Florentino e João Neves deram conta do meio-campo. Nunca é uma tarefa de pouca importância, aliás, é até aquele núcleo pensante o que mais faz evoluir uma equipa. Só que se exigia uma atenção redobrada, pois Tomás Araújo, que tem tido entrada enferrujada no onze, estaria no centro da defesa a render António Silva, a cumprir castigo devido a uma série de cartões amarelos. Daí que, contar com Florentino para reforçar o corredor central, fosse sempre uma boa ideia.
O Chaves não desejaria certamente ter que visitar o Estádio da Luz numa fase tão delicada da temporada. No último lugar do campeonato, com apenas 19 pontos, os transmontanos beneficiaram de um início de jogo em que os encarnados foram incapazes de apelar à paciência e, quando se esperava um domínio avassalador, a posse de bola repartiu-se. Foi uma situação de jogo que não durou para ser considerada a tendência maior do encontro.

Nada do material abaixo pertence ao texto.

PR #7395, opened 2026-01-30
fix(dsm): move dsm plugin init to start from bindStart

robcarlan-datadog:
## Summary
- DSM context is correctly bound when set in `start`, which runs inside the async context that `bindStart` establishes. Setting it in `bindStart` itself caused race conditions where the DSM context could leak across concurrent operations. This can cause DSM to read context from incorrect operations, leading to incorrect pathways and latencies.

Ainda assim, para as águias fazerem chegar a bola a Arthur Cabral, que ocupou o centro do ataque, não existia uma viagem sem escalas. De qualquer modo, com alguma surpresa, os jogadores de Roger Schmidt reforçaram a ligação aérea entre Lisboa e Campina Grande, de onde o brasileiro é natural. Um desses despejos acabou transviado para Bah que teve o azar de levar uma cotovelada de Júnior Pius, que fechava à esquerda na linha defensiva de cinco elementos. O árbitro foi rever as imagens e anunciou ao Estádio da Luz a decisão de marcar grande penalidade.
Di María teve uma semana para esquecer ao serviço da seleção da Argentina após ter conhecimento das ameaças de morte de que a família foi alvo. Pois bem, a conversão do penálti foi mais um momento para apagar da memória. O guarda-redes do Chaves, Hugo Souza, interrompeu o passe para a baliza que o internacional alviceleste procurava colocar junto às redes.
Em ataque organizado, o Benfica embrulhava-se nas próprias pernas, mas, nas bolas paradas, o perigo ia surgindo. Existia espaço para que criativos como Neres, que voltou à titularidade, e Rafa pudessem crescer, isto porque, do lado contrário, Héctor Hernández, o ponta de lança do Chaves que leva 13 golos na temporada, desesperava que a bola lhe chegasse de tão pouco ofensiva que estava a ser a equipa de Moreno.
No banco, Bernat e Carreras foram apelidos com pouca relevância para uma posição que tem nome próprio. Aursnes voltou a ser lateral-esquerdo numa defesa que, além de Héctor Hernández, teve que lidar com criativos como Raphael Guzzo e Rúben Ribeiro.
Quando Júnior Pius voltou a cometer falta dentro de área, desta vez sobre Di María, o caldo parecia estar definitivamente entornado. Hugo Souza defendeu o remate de Arthur Cabral. Os festejos logo deram lugar ao desespero quando o VAR detetou que Carraça tinha invadido a área antes do brasileiro ter rematado. Hugo Souza disse “sem problema” e voltou a defender.
O Benfica voltou então a dar uso às bolas paradas para se sobrepor. Di María cobrou o livre lateral e João Neves, completamente de costas para a baliza, penteou a bola para dar a vantagem. Com o Chaves orientado para o ataque, os encarnados podiam ter alcançado um resultado mais tranquilo se o discernimento, que em fase nenhuma do encontro abundou, tivesse aparecido. Não foi necessário."